In a nutshell, probate is the manner by which the court recognizes the death of a person who owns properties and authorizes another to handle its administration.
The process begins by filing an application for probate before the appropriate Texas court. After this filing, the law allows a two week waiting period before a hearing on the probate application starts. During this period, the county clerk will order the posting of notices to inform the public of the probate application. Absent any protest, the court will move forward with the probate proceedings for the administration and recognition of the validity of the Will.
In the course of the proceedings, the court will appoint an executor or administrator to oversee the estate. The law attaches important duties to this designation; accordingly, the court will determine the qualifications of those to be appointed as executors or administrators of the estate.
With the complexities attendant to these proceedings, it is highly advisable to hire the services of an experienced Texas probate attorney to facilitate the process.
Wills and Trusts are essentially a set of finely drafted instructions which will assist your executor/trix or Trustee in the distribution of your assets upon your death or in the case of trusts, your incapacity or death. Some Trusts can even begin while the person forming the Trust is living and that person can even be Trustee until his or her death occurs. There are many different types of Trusts and Wills that can be drafted and many different types of provisions that can be added to a Trust or Will to protect the distribution of the person’s estate. Having a Will that is drafted properly can be an effective way to ensure that your assets are distributed to the proper beneficiary(ies) according to your wishes. Also, as stated above, as a part of the Will, an executor/executrix will need to be named, who will be in charge of filing for probate and distributing the assets of your estate as named. The Will lawyers and Trust lawyers of WAGNON LAW GROUP, PLLC, are dedicated to helping you protect your assets and your estate and in distributing your assets to the appropriate individual(s).
At WAGNON LAW GROUP, PLLC, our attorneys can construct your Will and Trust to ensure that your will is distributed as well as assets being properly transferred into the Trust that you establish.
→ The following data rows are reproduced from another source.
PR #15899, opened 2021-06-07
packagekit: Introduce kpatch integration

marusak:
Now there are patches available, I tested this on real rhel 8.4 machine.
@garrett and @martinpitt WDYT?

kpatch is available, but not installed:
Screenshot from 2021-06-07 12-48-03Install

kpatch settings dialog:
image

Kpatch is installed, enabled and all the fun stuff. Also patches are available (see in the list)
Screenshot from 2021-06-07 12-35-49k1

There are some patches applied:
Screenshot from 2021-06-07 12-36-42k2

This one is probably something we don't want. I run different kernel, but I have patches for different kernel installed. I guess I should not list it? (the other kernel is still available, I just don't use it right now). Should it list only installed patches for the current kernel?
Screenshot from 2021-06-07 12-42-06installed

Release note:

## Software Updates: Introduce basic kpatch support

On operating systems with support for live kernel patching Cockpit now offers to enable this feature. Software updates page shows if `kpatch` is supported, if there are any patches active as well as supports enabling subscribing to patches for future kernel versions.  

kpatch1

### DIFF
--- a/pkg/packagekit/kpatch.jsx
+++ b/pkg/packagekit/kpatch.jsx
@@ -1,0 +1,372 @@
+/*
+ * This file is part of Cockpit.
+ *
+ * Copyright (C) 2021 Red Hat, Inc.
+ *
+ * Cockpit is free software; you can redistribute it and/or modify it
+ * under the terms of the GNU Lesser General Public License as published by
+ * the Free Software Foundation; either version 2.1 of the License, or
+ * (at your option) any later version.
+ *
+ * Cockpit is distributed in the hope that it will be useful, but
+ * WITHOUT ANY WARRANTY; without even the implied warranty of
+ * MERCHANTABILITY or FITNESS FOR A PARTICULAR PURPOSE. See the GNU
+ * Lesser General Public License for more details.
+ *
+ * You should have received a copy of the GNU Lesser General Public License
+ * along with Cockpit; If not, see <http://www.gnu.org/licenses/>.
+ */
+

Our firm can handle the creation of:
- Simple Wills
- Living Wills
- Complex Wills, including tax saving provisions
- Revocable and Irrevocable Trusts
- Charitable Trusts
- Special Needs Trusts
- Pet Trusts
- Gun Trusts
- Durable Powers of Attorney
- Medical Directives
- Affidavits of Heirship
- Small Estate Planning
- Large Estate Planning
Our probate attorneys and estate planning attorneys will work meticulously to craft an estate plan that will keep your current and long-term best interests in mind, and we will allow you to be secure in mind that your loved ones will be provided for. Careful planning at an early stage in your life can save your family time and expense in the future.